Saved data entries

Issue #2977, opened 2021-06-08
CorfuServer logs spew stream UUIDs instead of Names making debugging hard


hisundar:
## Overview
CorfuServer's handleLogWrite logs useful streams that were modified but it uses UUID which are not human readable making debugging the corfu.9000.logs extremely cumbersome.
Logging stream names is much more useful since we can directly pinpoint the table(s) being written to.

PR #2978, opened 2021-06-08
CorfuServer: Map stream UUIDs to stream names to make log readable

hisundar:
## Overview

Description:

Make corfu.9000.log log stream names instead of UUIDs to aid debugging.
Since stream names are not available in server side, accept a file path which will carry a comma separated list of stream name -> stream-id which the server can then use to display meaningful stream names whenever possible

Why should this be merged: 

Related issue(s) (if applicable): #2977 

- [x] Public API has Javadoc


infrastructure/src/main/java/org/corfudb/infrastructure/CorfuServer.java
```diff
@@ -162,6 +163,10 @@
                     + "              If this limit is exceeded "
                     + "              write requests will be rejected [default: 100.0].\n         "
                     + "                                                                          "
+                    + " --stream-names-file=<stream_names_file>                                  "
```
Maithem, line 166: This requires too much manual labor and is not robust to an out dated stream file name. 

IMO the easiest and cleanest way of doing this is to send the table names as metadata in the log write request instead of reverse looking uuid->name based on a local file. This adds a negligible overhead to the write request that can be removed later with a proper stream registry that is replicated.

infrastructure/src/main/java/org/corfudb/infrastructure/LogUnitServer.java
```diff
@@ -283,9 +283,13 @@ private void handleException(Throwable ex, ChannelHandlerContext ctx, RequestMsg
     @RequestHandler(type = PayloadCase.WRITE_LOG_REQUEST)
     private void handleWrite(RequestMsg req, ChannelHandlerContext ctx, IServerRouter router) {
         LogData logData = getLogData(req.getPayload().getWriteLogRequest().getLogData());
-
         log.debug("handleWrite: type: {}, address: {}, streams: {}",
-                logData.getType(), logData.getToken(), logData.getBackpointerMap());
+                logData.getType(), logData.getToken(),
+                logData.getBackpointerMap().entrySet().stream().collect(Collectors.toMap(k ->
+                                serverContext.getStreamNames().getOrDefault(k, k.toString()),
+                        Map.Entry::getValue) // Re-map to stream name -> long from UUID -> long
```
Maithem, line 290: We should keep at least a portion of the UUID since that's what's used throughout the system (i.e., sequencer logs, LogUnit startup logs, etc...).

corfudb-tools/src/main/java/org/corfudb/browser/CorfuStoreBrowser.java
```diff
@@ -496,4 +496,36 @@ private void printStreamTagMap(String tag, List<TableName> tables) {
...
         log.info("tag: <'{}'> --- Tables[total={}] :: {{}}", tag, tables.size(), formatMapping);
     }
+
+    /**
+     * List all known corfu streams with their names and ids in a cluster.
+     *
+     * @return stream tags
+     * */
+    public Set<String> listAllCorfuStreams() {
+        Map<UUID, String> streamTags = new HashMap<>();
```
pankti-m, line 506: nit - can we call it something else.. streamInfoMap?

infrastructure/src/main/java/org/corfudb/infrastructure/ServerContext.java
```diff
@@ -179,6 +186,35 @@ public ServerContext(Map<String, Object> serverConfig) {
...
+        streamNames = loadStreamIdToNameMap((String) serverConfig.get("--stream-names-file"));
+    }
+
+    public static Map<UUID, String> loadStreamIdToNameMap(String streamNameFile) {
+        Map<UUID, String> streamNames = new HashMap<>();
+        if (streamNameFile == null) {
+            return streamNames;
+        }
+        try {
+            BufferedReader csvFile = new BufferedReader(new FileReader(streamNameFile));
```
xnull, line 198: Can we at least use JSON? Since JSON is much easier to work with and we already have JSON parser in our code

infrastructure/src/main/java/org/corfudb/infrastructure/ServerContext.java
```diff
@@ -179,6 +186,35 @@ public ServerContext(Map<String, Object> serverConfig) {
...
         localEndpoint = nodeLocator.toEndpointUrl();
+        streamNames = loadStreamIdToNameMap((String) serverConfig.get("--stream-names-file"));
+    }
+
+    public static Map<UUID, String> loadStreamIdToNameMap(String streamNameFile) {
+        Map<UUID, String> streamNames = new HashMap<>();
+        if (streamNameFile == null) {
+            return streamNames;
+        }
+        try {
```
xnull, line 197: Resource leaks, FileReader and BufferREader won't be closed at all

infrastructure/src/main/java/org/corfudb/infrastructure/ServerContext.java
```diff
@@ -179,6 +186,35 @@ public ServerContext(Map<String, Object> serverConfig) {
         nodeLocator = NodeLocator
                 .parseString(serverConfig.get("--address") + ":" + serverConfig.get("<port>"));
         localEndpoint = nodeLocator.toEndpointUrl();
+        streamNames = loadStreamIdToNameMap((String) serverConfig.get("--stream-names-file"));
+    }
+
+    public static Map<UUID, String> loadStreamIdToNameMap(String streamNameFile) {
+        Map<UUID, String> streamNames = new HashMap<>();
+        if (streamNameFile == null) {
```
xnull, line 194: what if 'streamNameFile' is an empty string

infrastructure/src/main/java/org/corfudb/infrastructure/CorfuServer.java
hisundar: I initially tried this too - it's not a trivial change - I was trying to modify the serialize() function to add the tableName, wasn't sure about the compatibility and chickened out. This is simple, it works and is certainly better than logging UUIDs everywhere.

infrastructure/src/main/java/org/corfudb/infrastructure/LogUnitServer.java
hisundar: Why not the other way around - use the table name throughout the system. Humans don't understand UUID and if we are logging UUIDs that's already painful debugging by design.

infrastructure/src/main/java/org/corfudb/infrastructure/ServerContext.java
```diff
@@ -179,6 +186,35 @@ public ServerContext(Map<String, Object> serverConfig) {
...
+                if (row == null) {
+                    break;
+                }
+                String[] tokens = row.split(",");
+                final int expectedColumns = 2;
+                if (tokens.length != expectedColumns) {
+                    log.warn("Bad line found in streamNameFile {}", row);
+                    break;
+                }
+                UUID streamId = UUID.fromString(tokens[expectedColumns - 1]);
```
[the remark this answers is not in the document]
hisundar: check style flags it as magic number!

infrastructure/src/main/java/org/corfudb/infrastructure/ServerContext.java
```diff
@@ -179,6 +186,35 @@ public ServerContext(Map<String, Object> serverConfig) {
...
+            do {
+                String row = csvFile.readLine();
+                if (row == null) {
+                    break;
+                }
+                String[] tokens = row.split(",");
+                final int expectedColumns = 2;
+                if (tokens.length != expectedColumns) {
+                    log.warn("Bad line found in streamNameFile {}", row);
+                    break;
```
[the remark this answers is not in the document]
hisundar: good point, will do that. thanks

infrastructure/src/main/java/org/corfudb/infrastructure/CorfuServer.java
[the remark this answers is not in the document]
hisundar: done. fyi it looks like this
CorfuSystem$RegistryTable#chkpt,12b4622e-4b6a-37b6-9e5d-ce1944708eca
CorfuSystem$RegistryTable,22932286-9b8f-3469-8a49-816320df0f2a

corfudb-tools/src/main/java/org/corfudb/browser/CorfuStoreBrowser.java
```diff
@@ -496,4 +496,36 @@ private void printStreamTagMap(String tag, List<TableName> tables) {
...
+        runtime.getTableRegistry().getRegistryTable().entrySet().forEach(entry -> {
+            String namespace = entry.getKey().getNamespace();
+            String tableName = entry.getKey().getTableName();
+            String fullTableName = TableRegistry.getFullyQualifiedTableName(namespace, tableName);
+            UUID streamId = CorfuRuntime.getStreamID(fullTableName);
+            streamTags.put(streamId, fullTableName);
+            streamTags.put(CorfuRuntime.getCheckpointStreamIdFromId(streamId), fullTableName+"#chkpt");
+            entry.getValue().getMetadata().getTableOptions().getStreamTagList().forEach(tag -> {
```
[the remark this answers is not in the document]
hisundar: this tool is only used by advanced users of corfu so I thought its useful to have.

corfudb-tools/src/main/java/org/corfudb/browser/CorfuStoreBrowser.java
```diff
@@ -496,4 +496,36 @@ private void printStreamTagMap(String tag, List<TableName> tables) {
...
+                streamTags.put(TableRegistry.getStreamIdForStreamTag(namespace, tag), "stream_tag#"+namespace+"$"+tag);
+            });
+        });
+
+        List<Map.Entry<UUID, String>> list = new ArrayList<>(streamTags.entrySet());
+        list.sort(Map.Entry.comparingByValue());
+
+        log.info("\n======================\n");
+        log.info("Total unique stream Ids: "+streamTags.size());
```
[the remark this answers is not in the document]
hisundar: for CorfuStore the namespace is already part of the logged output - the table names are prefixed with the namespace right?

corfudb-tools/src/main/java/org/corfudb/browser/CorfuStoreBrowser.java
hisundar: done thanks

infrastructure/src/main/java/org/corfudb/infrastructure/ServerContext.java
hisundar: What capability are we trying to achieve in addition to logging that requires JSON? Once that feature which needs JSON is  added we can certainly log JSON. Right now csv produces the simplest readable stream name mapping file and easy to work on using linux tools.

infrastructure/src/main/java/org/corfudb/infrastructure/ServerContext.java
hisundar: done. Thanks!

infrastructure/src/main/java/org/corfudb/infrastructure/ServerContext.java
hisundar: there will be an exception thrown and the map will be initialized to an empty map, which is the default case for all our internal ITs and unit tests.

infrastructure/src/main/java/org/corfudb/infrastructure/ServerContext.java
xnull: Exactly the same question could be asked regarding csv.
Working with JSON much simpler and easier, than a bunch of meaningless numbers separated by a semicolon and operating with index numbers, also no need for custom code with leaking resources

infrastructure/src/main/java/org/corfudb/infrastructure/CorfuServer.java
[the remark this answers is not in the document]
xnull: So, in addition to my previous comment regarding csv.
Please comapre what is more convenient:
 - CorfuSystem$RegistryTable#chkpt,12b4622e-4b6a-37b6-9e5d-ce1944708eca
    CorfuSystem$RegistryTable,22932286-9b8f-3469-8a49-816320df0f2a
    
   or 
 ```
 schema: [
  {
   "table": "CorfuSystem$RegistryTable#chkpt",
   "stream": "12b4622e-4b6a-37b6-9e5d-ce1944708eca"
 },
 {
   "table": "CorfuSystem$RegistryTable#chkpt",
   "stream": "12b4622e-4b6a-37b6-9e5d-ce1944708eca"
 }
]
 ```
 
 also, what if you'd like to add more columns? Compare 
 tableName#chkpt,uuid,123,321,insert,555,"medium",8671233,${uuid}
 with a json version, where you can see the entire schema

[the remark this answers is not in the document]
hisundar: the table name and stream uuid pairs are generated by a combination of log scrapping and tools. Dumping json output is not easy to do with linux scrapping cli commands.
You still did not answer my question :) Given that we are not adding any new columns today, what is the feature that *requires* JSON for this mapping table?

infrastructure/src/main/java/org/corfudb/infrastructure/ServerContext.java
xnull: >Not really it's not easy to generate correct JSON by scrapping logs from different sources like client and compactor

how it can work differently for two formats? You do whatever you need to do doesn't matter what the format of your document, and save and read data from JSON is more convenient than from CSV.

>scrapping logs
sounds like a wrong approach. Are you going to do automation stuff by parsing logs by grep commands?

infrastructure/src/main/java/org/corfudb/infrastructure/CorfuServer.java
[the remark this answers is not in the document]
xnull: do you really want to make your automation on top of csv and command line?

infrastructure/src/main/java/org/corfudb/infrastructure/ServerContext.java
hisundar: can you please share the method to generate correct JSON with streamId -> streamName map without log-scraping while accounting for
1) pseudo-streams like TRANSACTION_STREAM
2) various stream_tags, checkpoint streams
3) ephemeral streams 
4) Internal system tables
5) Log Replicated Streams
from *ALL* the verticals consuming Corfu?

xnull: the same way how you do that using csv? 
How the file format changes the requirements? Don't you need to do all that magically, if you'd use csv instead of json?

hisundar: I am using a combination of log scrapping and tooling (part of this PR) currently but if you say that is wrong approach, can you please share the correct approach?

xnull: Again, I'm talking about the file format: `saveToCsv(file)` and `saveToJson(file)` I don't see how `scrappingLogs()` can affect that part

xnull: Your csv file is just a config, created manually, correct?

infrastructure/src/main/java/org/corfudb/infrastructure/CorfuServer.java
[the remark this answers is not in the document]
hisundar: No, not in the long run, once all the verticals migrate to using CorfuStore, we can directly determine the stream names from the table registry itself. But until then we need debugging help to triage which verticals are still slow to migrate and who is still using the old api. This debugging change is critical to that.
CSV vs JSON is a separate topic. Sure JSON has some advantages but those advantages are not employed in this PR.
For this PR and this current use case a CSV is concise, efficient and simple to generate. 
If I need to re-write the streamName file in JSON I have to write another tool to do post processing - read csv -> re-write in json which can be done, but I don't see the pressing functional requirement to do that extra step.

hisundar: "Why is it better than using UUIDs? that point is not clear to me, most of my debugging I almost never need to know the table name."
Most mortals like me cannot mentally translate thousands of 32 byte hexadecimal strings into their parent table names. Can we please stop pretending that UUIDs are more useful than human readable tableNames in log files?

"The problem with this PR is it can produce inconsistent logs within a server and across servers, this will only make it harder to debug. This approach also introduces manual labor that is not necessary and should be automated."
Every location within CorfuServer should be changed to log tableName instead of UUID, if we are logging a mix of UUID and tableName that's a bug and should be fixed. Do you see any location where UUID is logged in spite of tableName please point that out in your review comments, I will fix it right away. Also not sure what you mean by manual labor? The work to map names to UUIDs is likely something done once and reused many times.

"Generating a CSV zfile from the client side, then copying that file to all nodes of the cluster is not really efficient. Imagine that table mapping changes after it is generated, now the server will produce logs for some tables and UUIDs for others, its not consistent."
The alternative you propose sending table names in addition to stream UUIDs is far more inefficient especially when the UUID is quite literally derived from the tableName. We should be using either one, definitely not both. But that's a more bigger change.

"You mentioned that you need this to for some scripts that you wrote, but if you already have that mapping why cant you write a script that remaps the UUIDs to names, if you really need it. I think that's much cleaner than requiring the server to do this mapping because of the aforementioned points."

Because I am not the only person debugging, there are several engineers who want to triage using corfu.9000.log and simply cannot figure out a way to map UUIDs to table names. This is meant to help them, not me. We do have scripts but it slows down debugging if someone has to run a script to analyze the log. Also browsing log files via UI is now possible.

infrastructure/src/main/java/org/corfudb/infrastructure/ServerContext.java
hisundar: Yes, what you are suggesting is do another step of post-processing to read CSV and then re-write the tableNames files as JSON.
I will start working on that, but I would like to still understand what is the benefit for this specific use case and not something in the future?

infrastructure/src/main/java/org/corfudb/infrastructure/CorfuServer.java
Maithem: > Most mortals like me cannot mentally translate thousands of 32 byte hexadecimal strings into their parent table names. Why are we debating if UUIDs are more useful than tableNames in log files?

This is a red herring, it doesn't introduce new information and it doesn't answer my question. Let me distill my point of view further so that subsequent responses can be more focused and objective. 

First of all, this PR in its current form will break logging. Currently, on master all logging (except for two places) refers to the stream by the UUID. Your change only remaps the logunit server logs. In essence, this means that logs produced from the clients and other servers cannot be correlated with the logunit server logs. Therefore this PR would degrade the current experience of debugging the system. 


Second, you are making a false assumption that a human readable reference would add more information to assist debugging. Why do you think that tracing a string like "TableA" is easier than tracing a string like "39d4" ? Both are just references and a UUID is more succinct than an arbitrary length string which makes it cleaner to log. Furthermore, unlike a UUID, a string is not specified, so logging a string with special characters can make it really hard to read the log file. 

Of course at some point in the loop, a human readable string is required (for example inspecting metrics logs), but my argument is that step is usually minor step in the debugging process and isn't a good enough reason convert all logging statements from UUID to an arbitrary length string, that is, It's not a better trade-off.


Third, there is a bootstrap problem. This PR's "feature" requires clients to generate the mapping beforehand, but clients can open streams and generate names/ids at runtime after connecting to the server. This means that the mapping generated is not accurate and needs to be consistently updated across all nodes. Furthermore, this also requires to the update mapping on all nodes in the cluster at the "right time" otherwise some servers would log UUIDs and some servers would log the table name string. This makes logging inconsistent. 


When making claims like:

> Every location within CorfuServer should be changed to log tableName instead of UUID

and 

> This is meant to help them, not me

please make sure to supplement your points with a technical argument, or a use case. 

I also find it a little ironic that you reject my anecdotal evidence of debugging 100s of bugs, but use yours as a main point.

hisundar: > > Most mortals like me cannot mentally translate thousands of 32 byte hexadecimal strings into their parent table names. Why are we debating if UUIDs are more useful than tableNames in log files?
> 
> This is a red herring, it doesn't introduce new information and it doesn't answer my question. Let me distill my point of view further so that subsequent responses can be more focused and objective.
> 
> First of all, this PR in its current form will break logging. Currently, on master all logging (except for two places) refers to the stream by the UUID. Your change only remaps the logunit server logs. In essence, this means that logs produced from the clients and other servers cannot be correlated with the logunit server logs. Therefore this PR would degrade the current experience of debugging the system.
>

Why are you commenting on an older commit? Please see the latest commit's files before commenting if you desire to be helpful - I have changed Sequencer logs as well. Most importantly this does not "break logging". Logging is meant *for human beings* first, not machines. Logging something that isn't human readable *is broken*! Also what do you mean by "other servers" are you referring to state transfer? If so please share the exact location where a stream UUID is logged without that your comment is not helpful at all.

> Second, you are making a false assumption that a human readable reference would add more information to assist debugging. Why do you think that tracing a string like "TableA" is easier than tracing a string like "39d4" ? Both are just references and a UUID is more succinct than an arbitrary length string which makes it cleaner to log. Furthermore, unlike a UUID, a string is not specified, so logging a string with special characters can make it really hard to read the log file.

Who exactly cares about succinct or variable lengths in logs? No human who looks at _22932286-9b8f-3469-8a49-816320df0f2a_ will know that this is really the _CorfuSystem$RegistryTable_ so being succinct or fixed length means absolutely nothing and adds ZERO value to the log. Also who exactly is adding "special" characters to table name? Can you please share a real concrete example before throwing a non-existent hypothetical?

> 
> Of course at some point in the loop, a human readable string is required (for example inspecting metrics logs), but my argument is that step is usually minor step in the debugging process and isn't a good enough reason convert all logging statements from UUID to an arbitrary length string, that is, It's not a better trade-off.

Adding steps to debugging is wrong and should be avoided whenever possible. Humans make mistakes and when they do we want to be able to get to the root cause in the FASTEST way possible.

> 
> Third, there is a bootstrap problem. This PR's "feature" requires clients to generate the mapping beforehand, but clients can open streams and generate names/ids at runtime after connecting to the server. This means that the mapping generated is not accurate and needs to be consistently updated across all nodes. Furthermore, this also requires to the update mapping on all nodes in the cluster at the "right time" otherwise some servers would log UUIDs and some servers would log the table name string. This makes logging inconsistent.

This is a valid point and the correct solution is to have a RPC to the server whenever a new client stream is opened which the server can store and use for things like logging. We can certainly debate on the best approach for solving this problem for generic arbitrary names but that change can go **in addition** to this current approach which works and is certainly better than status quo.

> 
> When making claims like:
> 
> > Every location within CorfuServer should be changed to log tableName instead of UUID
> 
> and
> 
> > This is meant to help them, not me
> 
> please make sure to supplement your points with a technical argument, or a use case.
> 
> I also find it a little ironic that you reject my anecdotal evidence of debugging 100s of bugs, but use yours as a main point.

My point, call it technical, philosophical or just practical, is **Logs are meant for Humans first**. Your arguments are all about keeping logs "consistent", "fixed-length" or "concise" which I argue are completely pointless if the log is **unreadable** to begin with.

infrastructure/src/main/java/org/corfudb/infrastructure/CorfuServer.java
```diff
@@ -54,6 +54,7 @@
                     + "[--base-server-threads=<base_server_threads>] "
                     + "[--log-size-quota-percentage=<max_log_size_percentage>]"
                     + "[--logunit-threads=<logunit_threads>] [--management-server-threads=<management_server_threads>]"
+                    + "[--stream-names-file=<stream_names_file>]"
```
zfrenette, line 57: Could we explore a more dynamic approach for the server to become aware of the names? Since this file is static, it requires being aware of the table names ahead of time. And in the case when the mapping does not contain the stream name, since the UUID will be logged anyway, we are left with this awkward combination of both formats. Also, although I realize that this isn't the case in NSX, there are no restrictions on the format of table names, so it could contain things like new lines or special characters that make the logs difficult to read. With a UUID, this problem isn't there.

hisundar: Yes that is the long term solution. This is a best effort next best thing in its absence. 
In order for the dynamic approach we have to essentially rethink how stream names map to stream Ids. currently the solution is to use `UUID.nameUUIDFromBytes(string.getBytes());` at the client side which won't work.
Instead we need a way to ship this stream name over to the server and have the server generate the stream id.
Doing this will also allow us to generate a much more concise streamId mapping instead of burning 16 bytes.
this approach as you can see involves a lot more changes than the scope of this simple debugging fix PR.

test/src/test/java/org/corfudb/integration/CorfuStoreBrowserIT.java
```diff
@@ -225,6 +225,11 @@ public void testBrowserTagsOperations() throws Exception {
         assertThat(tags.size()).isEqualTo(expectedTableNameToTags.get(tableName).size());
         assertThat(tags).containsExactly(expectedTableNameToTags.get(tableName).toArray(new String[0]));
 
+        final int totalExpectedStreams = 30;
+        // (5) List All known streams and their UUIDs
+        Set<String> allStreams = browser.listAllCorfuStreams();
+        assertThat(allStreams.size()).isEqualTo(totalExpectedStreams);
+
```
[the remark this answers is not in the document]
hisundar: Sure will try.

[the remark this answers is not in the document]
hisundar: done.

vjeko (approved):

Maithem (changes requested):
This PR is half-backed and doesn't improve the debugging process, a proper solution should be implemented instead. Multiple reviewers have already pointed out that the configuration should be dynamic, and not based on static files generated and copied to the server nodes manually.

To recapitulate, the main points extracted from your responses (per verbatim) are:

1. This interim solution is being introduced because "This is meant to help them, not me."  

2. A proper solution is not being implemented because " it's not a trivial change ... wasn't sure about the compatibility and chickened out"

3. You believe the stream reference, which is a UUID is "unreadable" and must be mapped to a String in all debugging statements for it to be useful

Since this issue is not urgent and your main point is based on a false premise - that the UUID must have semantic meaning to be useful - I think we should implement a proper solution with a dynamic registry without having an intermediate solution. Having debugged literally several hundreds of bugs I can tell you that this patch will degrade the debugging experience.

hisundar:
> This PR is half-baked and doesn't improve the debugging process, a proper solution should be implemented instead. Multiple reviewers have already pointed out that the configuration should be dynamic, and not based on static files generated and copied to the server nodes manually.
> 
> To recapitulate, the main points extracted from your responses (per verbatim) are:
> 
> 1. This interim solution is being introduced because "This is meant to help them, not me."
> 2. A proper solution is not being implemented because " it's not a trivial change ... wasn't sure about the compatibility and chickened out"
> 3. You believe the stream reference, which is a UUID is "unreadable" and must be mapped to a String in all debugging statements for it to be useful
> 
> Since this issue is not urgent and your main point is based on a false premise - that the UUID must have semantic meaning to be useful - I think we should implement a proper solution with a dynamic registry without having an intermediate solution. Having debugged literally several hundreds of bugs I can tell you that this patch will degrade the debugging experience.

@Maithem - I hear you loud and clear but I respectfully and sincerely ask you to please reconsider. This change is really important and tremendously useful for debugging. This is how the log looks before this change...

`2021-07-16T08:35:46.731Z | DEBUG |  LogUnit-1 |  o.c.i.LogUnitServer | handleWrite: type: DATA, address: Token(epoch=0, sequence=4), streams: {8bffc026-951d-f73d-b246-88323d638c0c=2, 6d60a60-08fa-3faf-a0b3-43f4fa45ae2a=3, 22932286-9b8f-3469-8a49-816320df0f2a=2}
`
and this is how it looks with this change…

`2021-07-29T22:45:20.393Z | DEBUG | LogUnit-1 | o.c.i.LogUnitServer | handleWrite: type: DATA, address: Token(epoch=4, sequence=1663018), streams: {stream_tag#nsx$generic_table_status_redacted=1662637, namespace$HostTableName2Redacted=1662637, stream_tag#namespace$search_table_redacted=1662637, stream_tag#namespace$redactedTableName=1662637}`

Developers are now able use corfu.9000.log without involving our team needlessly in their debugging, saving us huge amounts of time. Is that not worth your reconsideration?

» **What is being asked**
Write out each line above with the word "least".

» **Solved problem**
Maithem, line 290: We should keep at least a portion of the UUID since that's what's used throughout the system (i.e., sequencer logs, LogUnit startup logs, etc...).
xnull, line 198: Can we at least use JSON? Since JSON is much easier to work with and we already have JSON parser in our code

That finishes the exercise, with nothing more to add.